_Work instruction_
Return all lines from the listing below in which "opened" appears.
━━━ Provided data ━━━
PR #1449, opened 2021-01-29
Fix: DE41706 fix introduced regression

AntonBazhal:


components/d2l-work-to-do/d2l-work-to-do.js
```diff
@@ -475,7 +475,12 @@ class WorkToDoWidget extends EntityMixinLit(LocalizeWorkToDoMixin(LitElement)) {
 	_itemLoaded(event) {
 		if (this._initialLoad) {
 			this._loadedElements.push(event.target);
-			if (this._loadedElements.length === this._overdueActivities.length + this._upcomingActivities.length) {
+
+			const expectedLoadedActivities = this.fullscreen
+				? this._overdueActivities.length + this._upcomingActivities.length
+				: this._overdueDisplayLimit + this._upcomingDisplayLimit;
```
surags, line 481: If not fullscreen this should probably be `min(this._overdueDisplayLimit, this._overdueActivities.length) + min(this._upcomingDisplayLimit, this._upcomingActivities.length)` to account for the scenario where there aren't enough activities

AntonBazhal: Ah, I think it actually needs to be `min(Constants.MaxWidgetDisplay, this._overdueActivities.length + this._upcomingActivities.length)`

JasperAtD2L (approved):

components/d2l-work-to-do/d2l-work-to-do.js
JasperAtD2L: I'm wondering if we should just get the value from the templates: https://github.com/BrightspaceHypermediaComponents/activities/pull/1449/files#diff-d300a684213152d82078d4d614f2f7ede435053c312f283cc93533dbae942e94R192 so we know exactly how many sub components are on screen.

JasperAtD2L: Actually nvm the render gets called a bunch of times, this should be good.

PR #1454, opened 2021-02-01
Preview should only be visible when user has entered a URL

ianlaidlaw:
If the user enters a url and then deletes it, the preview should disappear.

The way this is all configured, is that preview will update when the url is valid. However, an empty link: `""` is technically an "invalid" url. This is condition is weird, however in that we don't want to show this error to the user right away, and I assume they will also know if they delete the url, it is invalid. So I removed the error when the user deletes the link. The error _will_ still show when they try to submit.

This allows `""` to be considered valid as long as the user is not submitting the form, and the preview will disappear.

previewfix2

### DIFF
--- a/components/d2l-activity-editor/d2l-activity-content-editor/web-link/d2l-activity-content-editor-link.js
+++ b/components/d2l-activity-editor/d2l-activity-content-editor/web-link/d2l-activity-content-editor-link.js
@@ -3,6 +3,7 @@ import 'd2l-tooltip/d2l-tooltip';
 import '@brightspace-ui/core/components/button/button-subtle.js';
 import { css, html } from 'lit-element/lit-element.js';
 import { ActivityEditorMixin } from '../../mixins/d2l-activity-editor-mixin.js';
+import { AsyncContainerMixin } from '@brightspace-ui/core/mixins/async-container/async-container-mixin.js';
 import { ContentEditorConstants } from '../constants';
 import { Debouncer } from '@polymer/polymer/lib/utils/debounce.js';
 import { ErrorHandlingMixin } from '../../error-handling-mixin.js';
@@ -48,6 +49,7 @@ class ContentEditorLink extends SkeletonMixin(ErrorHandlingMixin(LocalizeActivit
 		super();
 		this._debounceJobs = {};
 		this.skeleton = true;
+		this.saveOrder = 3000;
 	}
 
 	render() {
@@ -103,8 +105,12 @@ class ContentEditorLink extends SkeletonMixin(ErrorHandlingMixin(LocalizeActivit
 	}
 
 	validate() {
+		const link = this.shadowRoot.getElementById('content-link').value;
+		const isExternalResource = this.shadowRoot.getElementById('open-new-tab').checked;
+		const invalidWeblinkError = getWeblinkError(link, isExternalResource, true);
+
 		this.clearError('_linkError');
-		this._saveLink(null);
+		this.setError('_linkError', invalidWeblinkError, 'link-tooltip');
 	}
 
 	_renderLinkTooltip() {
@@ -125,11 +131,10 @@ class ContentEditorLink extends SkeletonMixin(ErrorHandlingMixin(LocalizeActivit
 		`;
 	}
 
-	_saveLink(inputEvent = null) {
-		const isSubmitting = inputEvent === null;
+	_saveLink() {
 		const link = this.shadowRoot.getElementById('content-link').value;
 		const isExternalResource = this.shadowRoot.getElementById('open-new-tab').checked;
-		const invalidWeblinkError = getWeblinkError(link, isExternalResource, isSubmitting);
+		const invalidWeblinkError = getWeblinkError(link, isExternalResource);
 
 		this._debounceJobs.link = Debouncer.debounce(
 			this._debounceJobs.link,
--- a/components/d2l-activity-editor/d2l-activity-content-editor/web-link/d2l-activity-content-editor-link.js
+++ b/components/d2l-activity-editor/d2l-activity-content-editor/web-link/d2l-activity-content-editor-link.js
@@ -3,7 +3,6 @@ import 'd2l-tooltip/d2l-tooltip';
 import '@brightspace-ui/core/components/button/button-subtle.js';
 import { css, html } from 'lit-element/lit-element.js';
 import { ActivityEditorMixin } from '../../mixins/d2l-activity-editor-mixin.js';
-import { AsyncContainerMixin } from '@brightspace-ui/core/mixins/async-container/async-container-mixin.js';
 import { ContentEditorConstants } from '../constants';
 import { Debouncer } from '@polymer/polymer/lib/utils/debounce.js';
 import { ErrorHandlingMixin } from '../../error-handling-mixin.js';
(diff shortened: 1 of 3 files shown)


components/d2l-activity-editor/d2l-activity-content-editor/web-link/d2l-activity-content-editor-link.js
```diff
@@ -125,10 +125,11 @@ class ContentEditorLink extends SkeletonMixin(ErrorHandlingMixin(LocalizeActivit
 		`;
 	}
 
-	_saveLink() {
+	_saveLink(inputEvent = null) {
```
ianlaidlaw, line 128: `inputEvent` will be present via: 
```
@change="${this._saveLink}"
```
sending as a param. we're not using it, but it's there.

brissons:
This isn't 100% related to this defect, but does the preview also show up when we have 'Open in a New Tab' selected/do we want the preview to show up? I always assumed that the preview was to replicate the embedded links.

ianlaidlaw:
> This isn't 100% related to this defect, but does the preview also show up when we have 'Open in a New Tab' selected/do we want the preview to show up? I always assumed that the preview was to replicate the embedded links.

that's a good question... i don't know. but i can ask. if that's the case, that should be an simple change

quinnbudan:
I'm not sure how your changes could have affected this, but the page used to show an error alert and focus the first invalid element when save was clicked and there were errors (see gif below from a quad site) and I noticed this isn't happening in your gif. This was coming from the `ActivityEditorContainerMixin` in the `_save` function, which calls `validate` on the editors. Is it possible that when `_save` calls `validate` the `inputEvent` is not null somehow and then it gets called again later with a null `inputEvent`?

weblink_error_popup

components/d2l-activity-editor/d2l-activity-content-editor/web-link/d2l-activity-content-editor-link.js
```diff
@@ -104,7 +104,7 @@ class ContentEditorLink extends SkeletonMixin(ErrorHandlingMixin(LocalizeActivit
 
 	validate() {
 		this.clearError('_linkError');
-		this._saveLink();
+		this._saveLink(null);
```
ChrisKraljevicD2L, line 107: If `inputEvent` is by default `null` for `_saveLink`, why is it passed in explicitly here?

ianlaidlaw: no reason really except to be explicit. but i can remove it

ianlaidlaw:
> I'm not sure how your changes could have affected this, but the page used to show an error alert and focus the first invalid element when save was clicked and there were errors (see gif below from a quad site) and I noticed this isn't happening in your gif. This was coming from the `ActivityEditorContainerMixin` in the `_save` function, which calls `validate` on the editors. Is it possible that when `_save` calls `validate` the `inputEvent` is not null somehow and then it gets called again later with a null `inputEvent`?
> 
> weblink_error_popup

@quinnbudan so you were right and there was something very weird going on. Basically my changes helped expose a problem with how this editor was setup:

When you hit save, it will call the validate function on _all_ editors according to their sort order. This validate is supposed to happen asynchronously. However, because of how the `validate` on the weblink was originally setup, was that it would call into a function that used a setTimeout for the debounce time... and it was not async. So essentially the top level would think this editor is valid, and then 500ms later, the weblink validate function would essentially set it to false.

I reworked the `validate` function to not call into save, but instead I duplicated a small amount of code for checking and setting the error. This also let me not have to use the `inputEvent` as I can be confident that function is being called via the save button so I know that `isSubmitting` will be true _only_ there.

components/d2l-activity-editor/d2l-activity-content-editor/web-link/d2l-activity-content-editor-link.js
ianlaidlaw: no longer using this approach.

components/d2l-activity-editor/d2l-activity-content-editor/web-link/d2l-activity-content-editor-link.js
ianlaidlaw: i changed these functions slightly since i commented, but i removed an instance of passing a param when there is a default

components/d2l-activity-editor/d2l-activity-content-editor/web-link/d2l-activity-content-editor-link.js
```diff
@@ -48,6 +48,7 @@ class ContentEditorLink extends SkeletonMixin(ErrorHandlingMixin(LocalizeActivit
 		super();
 		this._debounceJobs = {};
 		this.skeleton = true;
+		this.saveOrder = 2000;
```
ianlaidlaw, line 51: this was missing so it got the default save order and was actually placed above `content-weblink-detail` `2000` puts them inline together

components/d2l-activity-editor/d2l-activity-content-editor/web-link/d2l-activity-content-editor-link.js
```diff
@@ -103,8 +104,12 @@ class ContentEditorLink extends SkeletonMixin(ErrorHandlingMixin(LocalizeActivit
 	}
 
 	validate() {
+		const link = this.shadowRoot.getElementById('content-link').value;
+		const isExternalResource = this.shadowRoot.getElementById('open-new-tab').checked;
+		const invalidWeblinkError = getWeblinkError(link, isExternalResource, true);
+
 		this.clearError('_linkError');
-		this._saveLink();
```
ianlaidlaw, line 107: I explained in a comment below, but calling into this was causing some weird async behavior.

components/d2l-activity-editor/d2l-activity-content-editor/web-link/d2l-activity-content-editor-link.js
```diff
@@ -103,8 +104,12 @@ class ContentEditorLink extends SkeletonMixin(ErrorHandlingMixin(LocalizeActivit
...
+		this.setError('_linkError', invalidWeblinkError, 'link-tooltip');
```
quinnbudan, line 112: So the third parameter here is for a tooltip ID that you want to force show, even if the user doesn't have focus or isn't hovering over the input. Are you sure we want that here? It may also re-introduce the tooltip positioning bug but I'm not sure, I'm checking out your branch to see now

ianlaidlaw: yeah I did experiment with the tooltip positioning bug, but I only ever encountered it when I deleted this line:
`this.clearError('_linkError');`
At first I thought it wasn't needed, but looks like that's what will cause it to be in the correct position, I guess after all the things get pushed down from the error showing up.

quinnbudan: Yeah that makes sense, I think it will work and make a little more sense if you don't pass in the third parameter since we don't need to force the tooltip to show due to that mixin refocusing the invalid input, but it also isn't an issue so this is a super nit for sure!

quinnbudan (dismissed):
LGTM!

components/d2l-activity-editor/d2l-activity-content-editor/web-link/d2l-activity-content-editor-link.js
ianlaidlaw: i'll give that a test!

quinnbudan (approved):

brissons (approved):
lgtm!

PR #1460, opened 2021-02-02
W2D: Back To Home context link

mbardakovD2L:
https://rally1.rallydev.com/#/357251704080ud/workviews?detail=%2Fuserstory%2F478938056424&view=b064b584-6337-43c1-b9a9-28047568284d

This is a really simple and naive implementation - we save the current URL to session storage just before we go into fullscreen view, and then return to the saved URL when the user clicks "back to home". If there isn't already a saved URL there, we default to `/d2l/home`


components/d2l-work-to-do/d2l-work-to-do.js
```diff
@@ -581,9 +582,17 @@ class WorkToDoWidget extends EntityMixinLit(LocalizeWorkToDoMixin(LitElement)) {
...
-		// TODO: this is a default (and kind of a hacky way to get to it),
-		// ideally we want to get the user's homepage from their profile
-		this._homeLinkHref = window.location.href.substring(0, window.location.href.indexOf('/d2l/') + 5) + 'home';
+
+		if (this.fullscreen) {
+			const prevPage = sessionStorage.getItem('prevPage');
+			if (prevPage) {
+				this._homeLinkHref = prevPage;
+			} else {
+				this._homeLinkHref = window.location.href.substring(0, window.location.href.indexOf('/d2l/') + 5) + 'home';
```
mbardakovD2L, line 591: relative path should work here so we don't need to substring anything

components/d2l-work-to-do/d2l-work-to-do.js
```diff
@@ -581,9 +582,17 @@ class WorkToDoWidget extends EntityMixinLit(LocalizeWorkToDoMixin(LitElement)) {
 	}
 
 	_getHomeHref() {
-		// TODO: this is a default (and kind of a hacky way to get to it),
-		// ideally we want to get the user's homepage from their profile
-		this._homeLinkHref = window.location.href.substring(0, window.location.href.indexOf('/d2l/') + 5) + 'home';
+
+		if (this.fullscreen) {
+			const prevPage = sessionStorage.getItem('prevPage');
+			if (prevPage) {
```
mbardakovD2L, line 588: this needs some validation - i.e. not only that `prevPage` exists, but also at least looks like a proper URL and leads to somewhere meaningful

components/d2l-work-to-do/d2l-work-to-do.js
mbardakovD2L: update: "relative path" would be relative to `blah.brightspace.com/d2l/le/worktodo/` so it would be something like `../../home` which still makes assumptions I don't like making. I'm hoping there's a cleaner way to handle this but I can't think of one

JasperAtD2L: can you just set href to '/' and let the browser figure it out. And then brightspace should redirect them to /d2l/home

mbardakovD2L: that works - I'll update this

components/d2l-work-to-do/d2l-work-to-do.js
JasperAtD2L: yeah I would validate the domain of the prevPage against window.location.href if it's an absolute path.

mbardakovD2L:
@JasperAtD2L answered all my questions so this is ready to be reviewed for real

components/d2l-work-to-do/d2l-work-to-do.js
```diff
@@ -136,8 +136,14 @@ class WorkToDoWidget extends EntityMixinLit(LocalizeWorkToDoMixin(LitElement)) {
 		this._overdueActivities = [];
 		this._viewAllSource = undefined;
 		this._setEntityType(UserEntity);
+<<<<<<< HEAD
```
JasperAtD2L, line 139: need to fix your merge conflicts ;)

components/d2l-work-to-do/d2l-work-to-do.js
```diff
@@ -642,9 +648,17 @@ class WorkToDoWidget extends EntityMixinLit(LocalizeWorkToDoMixin(LitElement)) {
 	}
 
 	_getHomeHref() {
-		// TODO: this is a default (and kind of a hacky way to get to it),
-		// ideally we want to get the user's homepage from their profile
-		this._homeLinkHref = window.location.href.substring(0, window.location.href.indexOf('/d2l/') + 5) + 'home';
+
+		if (this.fullscreen) {
+			const prevPage = sessionStorage.getItem('prevPage');
```
JasperAtD2L, line 653: make prevPage a const and also add a namespace like `workToDo.prevPage` so it doesn't collide with other variables.

components/d2l-work-to-do/d2l-work-to-do.js
mbardakovD2L: 😬 forgot to hit "save" so I guess I comitted... nothing

components/d2l-work-to-do/d2l-work-to-do.js
```diff
@@ -642,9 +642,17 @@ class WorkToDoWidget extends EntityMixinLit(LocalizeWorkToDoMixin(LitElement)) {
...
+
+		if (this.fullscreen) {
+			const prevPage = sessionStorage.getItem(Constants.HomepageSessionStorageKey);
+			if (prevPage && (new URL(prevPage)).hostname === window.location.hostname) {
+				this._homeLinkHref = prevPage;
+			} else {
+				this._homeLinkHref = '/';
+			}
+		} else {
+			sessionStorage.setItem(Constants.HomepageSessionStorageKey, window.location.href);
```
JasperAtD2L, line 654: nit: this makes this function no longer a 'get' function.

JasperAtD2L (dismissed):

components/d2l-work-to-do/d2l-work-to-do.js
mbardakovD2L: can you elaborate? this was always `setItem`, with a key and a value - the only difference now is that the key is a constant?

mbardakovD2L: I'll update this to make it clearer - `_updateHomeHref` is more accurate

JasperAtD2L (approved):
━━━
_Solution to the exercise_
PR #1449, opened 2021-01-29
PR #1454, opened 2021-02-01
PR #1460, opened 2021-02-02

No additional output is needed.